From the listing below, select every line where the word "client" appears.
>>>>>
PR #587, opened 2019-02-27
Remove support for Python 2.x

lresende:
Todo:
- [x] Update demo docker image to use Python 3.x #590
- [x] Update EG docker image to derive from minimal-notebook rather than spark base image #589
- [x] Update kernelspec python version references #590

Issue #573, opened 2019-02-11
Remove Python 2.x support on EG 2.0.0 release


lresende:
Various other Jupyter projects are only supporting Python 3.5 and above, and Enterprise Gateway should also move to that direction.

kevin-bates:
It will also be nice to remove the flakey python 3.4 from travis.  When doing so, we should see how 3.7 works (it wasn't quite ready 6 months ago or so) and should probably add python 3.5, leaving us with 3.5, 3.6 and 3.7(?).

lresende:
@kevin-bates Yes to all !!!

lresende:
And another support for going into this direction: https://python3statement.org/

PR #590, opened 2019-03-01
Update to python3 and use version agnostic conda paths

akchinSTC:
- Update miniconda / python to version 3
- Use /opt/conda as installation prefix for miniconda

### DIFF
--- a/.travis.yml
+++ b/.travis.yml
@@ -2,8 +2,7 @@ sudo: required
 language: python
 
 python:
-    - 2.7
-    - 3.4
+    - 3.5
     - 3.6
 
 services:
--- a/docs/source/getting-started-client-mode.md
+++ b/docs/source/getting-started-client-mode.md
@@ -50,9 +50,9 @@ After that, you should have a kernel.json that looks similar to the one below:
   },
   "env": {
     "SPARK_HOME": "/usr/hdp/current/spark2-client",
-    "PYSPARK_PYTHON": "/opt/anaconda3/bin/python",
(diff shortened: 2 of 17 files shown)


lresende:
@akchinSTC Do you want to merge #587 and take issue #573 ?

akchinSTC:
@lresende - copy that, assigned the issue to me and will merge your changes in with my PR and close both.

kevin-bates:
FWIW, I setup a python 3 env on my python 2.7 YARN cluster today.  

My base (python 2) configuration was located in `/opt/anaconda2`.  I then created a python 3 environment:
```
conda create --name py3 python=3.6
```
I then switched users (su) to the gateway user and switched envs to `py3`:
```
source /opt/anaconda2/bin/activate py3  (I could also use `conda activate py3`)
```
I then updated the start script for EG to remove the fully-qualified path prefix on the `jupyter` command so that it used that from the current env.  Then launched EG.

For those kernels that require python 2, I added the following to their `run.sh` scripts prior to the spark-submit call to switch back to python 2
```
source /opt/anaconda2/bin/activate base
```
I also added `source /opt/anaconda2/bin/deactivate` to the end of `run.sh`.

I was then able to launch a python kernel in YARN cluster mode.  Had the environment not be switched, python syntax errors will be produced from `/bin/hdp-select` since it doesn't use parentheses on its print statements.

lresende:
This has been merged to the [remove-python-2.x](https://github.com/jupyter/enterprise_gateway/tree/remove-python-2.x) branch for team collaboration.

PR #606, opened 2019-03-15
Increase shutdown wait time for YARN kernels

kevin-bates:
On YARN systems, there's a tendency for the shutdown times to exceed the default wait time of 5 seconds.  Rather than require customers that need to use YARN to set another command-line option, this change will increase the timeout only when `YarnClusterProcessProxy` instances are in play.  The increase only occurs if the current value is less than the desired value.   This value defaults to 15 seconds and can be adjusted via env `EG_YARN_SHUTDOWN_WAIT_TIME`.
<<<<<
## Result below
--- a/docs/source/getting-started-client-mode.md
+++ b/docs/source/getting-started-client-mode.md
     "SPARK_HOME": "/usr/hdp/current/spark2-client",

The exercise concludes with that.